What’s the science behind Gaize?
Gaize relies on the existing science behind the Drug Recognition Expert evaluation process to discover and classify marijuana intoxication. The tests the company performs are the exact same as the Drug Recognition Experts conduct, but the tests are conducted automatically and high precision data is captured throughout the process. These tests have been proven to be good at detecting marijuana intoxication by a variety of independent studies. The chart below illustrates the fact that simply measuring THC in the body cannot be correlated with intoxication. The radical spike and decline of smoked THC is not at all representative of the high that users experience, which comes on in the first 15 minutes, but persists for several hours.
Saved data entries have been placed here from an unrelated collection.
PR #7395, opened 2026-08-03
feat(v4): local data layer, defineConfig, CLI and admin UI

JackDevAU:
tl;dr: the whole v4 line except rich-text, consolidated from the old stacked PRs into one commit (their branches keep the full history).

What's in it:

- **Local content plugin:** fs provider, markdown/JSON adapters, and the hosted GraphQL pipeline
- **defineConfig:** one composition root, compiled to `tina-lock.json` with a contract-version gate
- **CLI:** `tinacms codegen` and `tinacms init`, kept out of the build pipeline, no fixed ports
- **Admin UI:** the shell driven by the compiled schema, plugin-contributed screens, content reads through React Query
- **Preview:** the connection as a store, focus marks the active field, resizable form column
- **Field plugins:** string, boolean, number, datetime, each declaring its own equality
- **Barebones example:** runs the output of `tinacms init`

To test: `pnpm install`, then `pnpm types && pnpm test` in `packages/v4/@tinacms/tinacms`, or `pnpm dev` to poke the playground.


18-th (approved):
LGTM

PR #7396, opened 2026-08-03
feat(v4): rich-text renderer, Plate editor and field plugin

JackDevAU:
tl;dr: the rich-text half of v4, stacked on #7395, and the combined tree matches the tip of the original stack.

What's in it:

- **The renderer:** framework-free `src/rich-text`, with `TinaMarkdown` as its React binding
- **`@tinacms/rich-text`:** the Plate editor extracted into its own v4 package
- **The field plugin:** `t.richText`, per-document markdown/MDX codecs, and the field UI
- **Restores the body field** in the playground and barebones example, plus the Tailwind `@source` lines

To test: `pnpm types && pnpm test` in `packages/v4/@tinacms/tinacms`, or `pnpm dev` and edit a post body in the playground.

### DIFF
--- a/packages/v4/@tinacms/rich-text/package.json
+++ b/packages/v4/@tinacms/rich-text/package.json
@@ -1,0 +1,85 @@
+{
+  "name": "@tinacms/rich-text",
+  "version": "4.0.0-alpha.0",
+  "private": true,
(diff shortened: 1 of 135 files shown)


18-th (approved):
:shipit:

Top 10 Gaize facts you should know:
- Gaize was founded in 2021 in Missoula, Montana, USA.
- The Gaize product uses virtual reality technology to precisely determine marijuana intoxication.
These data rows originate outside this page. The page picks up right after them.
PR #7401, opened 2026-08-04
fix(admin): prevent long filenames from overflowing the collection table

### LINKED ISSUE #7399: Admin collection view pushes table & pagination buttons out of viewport when title & filename are too long
### The exact error message

```shell
I have markdown pages migrated from a wp site so they have long titles and filenames.
in the admin -> collections view for the pages, the table has this structure:
Title column:
'Welcome to the site'
'src/content/news/a-really-long-legacy-slug-path-with-no-spaces.mdx'

Then the Filename column has
'a-really-long-legacy-slug-path-with-no-spaces.mdx'

This stretches the table out of the right of the viewport, and even the horizontal table scrollbar doesn't scroll enough. But it also causes the pagination buttons underneath to be offscreen and unreachable.
```

### Steps to reproduce

1. visit `/admin/index.html#/collections/news/~`
2. Note that for my site a filename will be more than 60 characters long without spaces.
3. See the filename duplicated into the Filename column
4. Will not be able to see a next page button as the page is too wide but the page itself doesn't scroll horizontally (the table does scroll horizontally)

Expected the filepath in the 'title' column and filename in the 'filename' column to wrap at certain length of characters even though there's no space.
Actual: got a table too wide and pagination buttons offscreen

### Your environment

- "tinacms": "^3.11.0",
- "@tinacms/cli": "^2.5.6",
- @tinacms/astro": "^0.6.1",
- "@astrojs/vercel": "^10.0.8",
- "@astrojs/node": "^10.1.4",

Hosted on vercel, connected to tinacloud
Google Chrome for windows. No extensions.
Accessed through myapp.vercel.app/admin/index.html#/collections/news/~

### A way for us to reproduce

_No response_

```typescript

```

### Client ID

_No response_

### Validations

waterWang:
## Description

When documents have long filenames without spaces (e.g., legacy imported slugs like `a-really-long-legacy-slug-path-with-no-spaces.mdx`), the collection table columns expand beyond the viewport. This pushes the pagination buttons off-screen, making them unreachable.

## Fix

Added `break-all` (Tailwind's `word-break: break-all`) to:
1. The folder path cell (showing path segments)
2. The title/filename cell (showing document title or filename)
3. The filename cell (shown when a document has a title)

This ensures long unbroken strings wrap at character boundaries, keeping the table within its scrollable container.

## Before

The table expands beyond the viewport, and pagination buttons become unreachable.

## After

Long filenames wrap at character boundaries, and the table stays within the viewport.

Fixes #7399

### DIFF
--- a/packages/tinacms/src/admin/pages/CollectionListPage.tsx
+++ b/packages/tinacms/src/admin/pages/CollectionListPage.tsx
@@ -937,7 +937,7 @@ const CollectionListPage = () => {
                                                   </a>
                                                 </td>
                                                 <td
-                                                  className='px-3 py-3'
+                                                  className='pl-5 pr-3 py-3 break-all'
                                                   colSpan={4}
                                                 >
                                                   <span className='leading-5 block text-sm font-medium text-gray-400 truncate'>
@@ -976,7 +976,7 @@ const CollectionListPage = () => {
                                               key={`document-${document.node._sys.relativePath}`}
                                             >
                                               <td
-                                                className='pl-5 pr-3 py-3'
+                                                className='pl-5 pr-3 py-3 break-all'
                                                 colSpan={hasTitle ? 1 : 2}
                                               >
                                                 <a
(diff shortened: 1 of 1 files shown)


joshbermanssw:
Hi @waterWang  - could you please include a screenshot of the before/ after :)

PR #7403, opened 2026-08-04
fix(mdx): keep carriage returns out of parsed text, and keep task-list state

wicksipedia:
Two parser fixes in `@tinacms/mdx`, found while reviewing the v4 rich-text work. Both are v3, both ship on the v3 release train, and neither depends on v4 — so they are split out here rather than sitting behind the v4 stack.

### Carriage returns

A CRLF pair survives micromark into the `value` of a text node, so a document authored on Windows carries a `\r` into the editor. `parseMDX` now normalizes the source to line feeds before parsing, and passes the normalized source to `remarkToSlate`.

### GFM task lists

A ticked checkbox came back unticked. `parseMDX` now reads `checked` onto the `li` node, and both stringifiers (`stringify/index.ts` and `next/stringify/pre-processing.ts`) write it back. `ListItemElement` gains an optional `checked?: boolean`, set only on task-list items — additive, so no consumer breaks.

### Notes

- Changeset included: patch for `@tinacms/mdx`.
- `packages/@tinacms/mdx`: **77 test files, 119 tests passing.**
- The same two source changes also appear in #7405 (the v4 review-findings branch), because v4 tests depend on them. The files and the changeset are byte-identical, so whichever lands first, the other rebases away cleanly.

### DIFF
--- a/.changeset/mdx-line-endings-and-task-lists.md
+++ b/.changeset/mdx-line-endings-and-task-lists.md
@@ -1,0 +1,7 @@
+---
+"@tinacms/mdx": patch
+---
+
+`parseMDX` now normalizes CRLF to LF before parsing. A carriage return used to survive micromark into the value of a text node, so a document authored on Windows carried `\r` into the editor.
+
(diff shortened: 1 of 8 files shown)


18-th (approved):
LGTM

- Gaize is sold to both businesses with safety critical employees, and to police forces.
- Since the marijuana high is not correlated to THC content in the body, measuring THC in the breath, blood, or saliva is not an accurate way to detect impairment.
- Several notable Silicon Valley angels have invested in Gaize.
- Gaize captures extremely accurate eye tracking video and data using their testing process.
- Through the use of artificial intelligence algorithms, the Gaize product is significantly more accurate than human Drug Recognition Expert officers at detecting and determining cannabis impairment.
- Gaize provides video evidence of impaired eye movement to law enforcement officers.
- The Gaize product is self contained, and doesn’t require any additional computer hardware to operate.
- Eye movement characteristics such as those measured by Gaize have been proven to be sensitive to marijuana intoxication.
Conclusion: Gaize may be one of the most important cannabis technology companies in the world. Their marijuana impairment detection device is an extremely accurate and science backed solution. The company is working rapidly to meet demand for the product, and is working with cannabis researchers internationally to demonstrate the efficacy of their device. If you want to invest in Gaize, you’ll either have to be an accredited investor, or wait for their IPO, since the company is still privately held.
Thanks for reading! We hope this answered your questions about investing in marijuana impairment testing, and why breathalyzers are not a good solution to this problem.